Range to reproduce from the entries below: the line with "Combine events", the line with "Pending https://github.com/bluesky/bluesky/pull/1585", and every line in between. Give them exactly and give nothing else.

(Stored data)

::::::

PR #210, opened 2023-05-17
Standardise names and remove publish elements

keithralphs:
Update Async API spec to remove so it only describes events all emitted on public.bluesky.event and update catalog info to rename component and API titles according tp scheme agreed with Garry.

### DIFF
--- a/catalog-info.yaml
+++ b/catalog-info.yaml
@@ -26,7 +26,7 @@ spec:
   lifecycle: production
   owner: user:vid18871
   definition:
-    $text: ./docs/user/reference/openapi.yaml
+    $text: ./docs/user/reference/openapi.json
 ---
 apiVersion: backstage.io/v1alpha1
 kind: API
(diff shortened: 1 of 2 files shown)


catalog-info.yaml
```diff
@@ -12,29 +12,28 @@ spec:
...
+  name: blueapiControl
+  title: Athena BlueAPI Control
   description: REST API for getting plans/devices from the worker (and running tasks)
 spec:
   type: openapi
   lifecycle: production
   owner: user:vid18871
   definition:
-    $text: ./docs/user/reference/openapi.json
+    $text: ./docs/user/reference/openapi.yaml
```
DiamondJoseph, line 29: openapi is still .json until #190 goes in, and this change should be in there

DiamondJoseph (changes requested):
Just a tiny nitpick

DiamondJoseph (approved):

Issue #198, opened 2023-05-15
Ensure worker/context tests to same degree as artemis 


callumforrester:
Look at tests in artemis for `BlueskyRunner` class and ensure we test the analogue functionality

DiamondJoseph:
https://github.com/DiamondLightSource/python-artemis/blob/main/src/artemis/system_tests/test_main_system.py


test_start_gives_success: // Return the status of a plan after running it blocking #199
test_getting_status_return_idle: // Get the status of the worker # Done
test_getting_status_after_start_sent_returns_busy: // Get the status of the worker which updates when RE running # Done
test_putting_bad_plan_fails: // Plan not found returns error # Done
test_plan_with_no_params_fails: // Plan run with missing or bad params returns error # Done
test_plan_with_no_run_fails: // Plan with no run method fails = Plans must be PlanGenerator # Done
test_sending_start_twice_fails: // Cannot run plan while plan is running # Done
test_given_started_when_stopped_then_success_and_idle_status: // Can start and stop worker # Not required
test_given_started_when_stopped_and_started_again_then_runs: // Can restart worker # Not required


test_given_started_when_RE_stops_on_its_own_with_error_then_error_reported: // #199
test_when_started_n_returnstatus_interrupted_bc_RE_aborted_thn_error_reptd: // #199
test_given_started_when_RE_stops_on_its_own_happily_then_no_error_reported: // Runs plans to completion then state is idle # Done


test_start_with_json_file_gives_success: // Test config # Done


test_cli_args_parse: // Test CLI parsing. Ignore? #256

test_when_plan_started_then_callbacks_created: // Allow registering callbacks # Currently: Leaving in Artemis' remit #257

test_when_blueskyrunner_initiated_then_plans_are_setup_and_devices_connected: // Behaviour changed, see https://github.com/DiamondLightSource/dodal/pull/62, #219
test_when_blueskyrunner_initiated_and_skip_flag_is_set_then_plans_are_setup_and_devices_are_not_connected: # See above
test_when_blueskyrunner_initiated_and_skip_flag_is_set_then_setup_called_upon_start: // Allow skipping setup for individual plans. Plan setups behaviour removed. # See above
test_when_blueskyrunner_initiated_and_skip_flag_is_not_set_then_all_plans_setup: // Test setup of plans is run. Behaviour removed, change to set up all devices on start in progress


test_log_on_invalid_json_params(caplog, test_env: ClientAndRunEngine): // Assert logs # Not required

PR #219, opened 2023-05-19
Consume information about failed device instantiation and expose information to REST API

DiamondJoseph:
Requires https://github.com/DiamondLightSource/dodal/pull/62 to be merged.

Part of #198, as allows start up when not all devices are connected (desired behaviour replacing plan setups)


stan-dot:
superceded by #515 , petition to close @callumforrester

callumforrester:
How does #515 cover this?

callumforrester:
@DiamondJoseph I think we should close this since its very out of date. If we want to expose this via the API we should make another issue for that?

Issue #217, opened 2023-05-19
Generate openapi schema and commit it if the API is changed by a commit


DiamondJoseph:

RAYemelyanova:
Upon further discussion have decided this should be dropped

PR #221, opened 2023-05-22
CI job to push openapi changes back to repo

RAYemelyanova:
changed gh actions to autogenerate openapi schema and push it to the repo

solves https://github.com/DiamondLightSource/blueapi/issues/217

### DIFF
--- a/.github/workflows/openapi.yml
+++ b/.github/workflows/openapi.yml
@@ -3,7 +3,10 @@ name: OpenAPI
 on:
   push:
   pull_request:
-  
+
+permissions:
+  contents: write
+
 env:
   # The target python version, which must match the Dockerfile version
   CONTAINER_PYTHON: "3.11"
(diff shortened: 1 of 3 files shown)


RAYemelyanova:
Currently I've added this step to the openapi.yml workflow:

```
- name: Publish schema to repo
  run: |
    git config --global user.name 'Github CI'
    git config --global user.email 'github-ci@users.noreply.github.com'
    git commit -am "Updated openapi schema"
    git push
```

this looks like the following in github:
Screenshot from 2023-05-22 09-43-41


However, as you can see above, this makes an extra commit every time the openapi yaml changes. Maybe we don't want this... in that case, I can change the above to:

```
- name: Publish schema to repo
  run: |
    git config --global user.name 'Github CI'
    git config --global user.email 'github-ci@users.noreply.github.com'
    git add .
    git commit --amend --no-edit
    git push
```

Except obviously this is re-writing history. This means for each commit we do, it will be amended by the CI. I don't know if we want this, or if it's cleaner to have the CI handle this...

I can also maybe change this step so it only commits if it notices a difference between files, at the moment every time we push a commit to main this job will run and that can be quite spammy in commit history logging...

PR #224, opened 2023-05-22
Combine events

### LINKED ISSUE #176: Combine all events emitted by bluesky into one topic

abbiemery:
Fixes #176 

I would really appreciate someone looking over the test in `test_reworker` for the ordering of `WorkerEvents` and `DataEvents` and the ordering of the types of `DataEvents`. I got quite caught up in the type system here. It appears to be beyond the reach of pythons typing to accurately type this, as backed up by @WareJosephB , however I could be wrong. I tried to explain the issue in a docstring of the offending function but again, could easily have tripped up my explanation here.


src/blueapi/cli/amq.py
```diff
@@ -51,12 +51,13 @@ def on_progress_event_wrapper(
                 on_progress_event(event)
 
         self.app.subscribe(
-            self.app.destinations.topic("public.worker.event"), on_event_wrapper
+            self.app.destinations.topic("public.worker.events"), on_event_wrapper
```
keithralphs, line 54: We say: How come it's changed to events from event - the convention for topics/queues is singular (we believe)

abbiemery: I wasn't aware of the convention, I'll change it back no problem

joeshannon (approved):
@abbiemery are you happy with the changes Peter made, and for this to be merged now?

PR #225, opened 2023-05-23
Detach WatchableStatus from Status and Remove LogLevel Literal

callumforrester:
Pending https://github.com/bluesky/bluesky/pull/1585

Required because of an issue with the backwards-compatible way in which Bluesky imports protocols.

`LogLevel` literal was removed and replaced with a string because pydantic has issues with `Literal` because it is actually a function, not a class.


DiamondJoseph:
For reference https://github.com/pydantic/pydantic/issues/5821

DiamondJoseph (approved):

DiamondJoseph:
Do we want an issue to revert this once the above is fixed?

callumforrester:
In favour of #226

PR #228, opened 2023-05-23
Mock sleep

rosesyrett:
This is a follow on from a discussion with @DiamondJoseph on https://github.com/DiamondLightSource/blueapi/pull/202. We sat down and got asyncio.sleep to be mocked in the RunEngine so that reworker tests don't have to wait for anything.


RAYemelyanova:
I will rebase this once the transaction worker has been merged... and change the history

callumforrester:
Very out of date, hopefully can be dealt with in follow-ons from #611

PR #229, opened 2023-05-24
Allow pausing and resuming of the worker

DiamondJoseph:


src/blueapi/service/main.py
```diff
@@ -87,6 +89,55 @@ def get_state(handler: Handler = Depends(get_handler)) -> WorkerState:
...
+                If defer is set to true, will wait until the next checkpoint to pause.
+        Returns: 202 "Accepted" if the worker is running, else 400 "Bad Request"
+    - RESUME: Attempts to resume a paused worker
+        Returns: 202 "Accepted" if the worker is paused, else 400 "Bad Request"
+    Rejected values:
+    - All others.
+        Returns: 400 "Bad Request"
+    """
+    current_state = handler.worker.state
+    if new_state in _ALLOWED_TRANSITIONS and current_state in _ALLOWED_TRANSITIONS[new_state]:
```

::::::

Solved exercise:
Combine events

### LINKED ISSUE #176: Combine all events emitted by bluesky into one topic

abbiemery:
Fixes #176 

I would really appreciate someone looking over the test in `test_reworker` for the ordering of `WorkerEvents` and `DataEvents` and the ordering of the types of `DataEvents`. I got quite caught up in the type system here. It appears to be beyond the reach of pythons typing to accurately type this, as backed up by @WareJosephB , however I could be wrong. I tried to explain the issue in a docstring of the offending function but again, could easily have tripped up my explanation here.


src/blueapi/cli/amq.py
```diff
@@ -51,12 +51,13 @@ def on_progress_event_wrapper(
                 on_progress_event(event)
 
         self.app.subscribe(
-            self.app.destinations.topic("public.worker.event"), on_event_wrapper
+            self.app.destinations.topic("public.worker.events"), on_event_wrapper
```
keithralphs, line 54: We say: How come it's changed to events from event - the convention for topics/queues is singular (we believe)

abbiemery: I wasn't aware of the convention, I'll change it back no problem

joeshannon (approved):
@abbiemery are you happy with the changes Peter made, and for this to be merged now?

PR #225, opened 2023-05-23
Detach WatchableStatus from Status and Remove LogLevel Literal

callumforrester:
Pending https://github.com/bluesky/bluesky/pull/1585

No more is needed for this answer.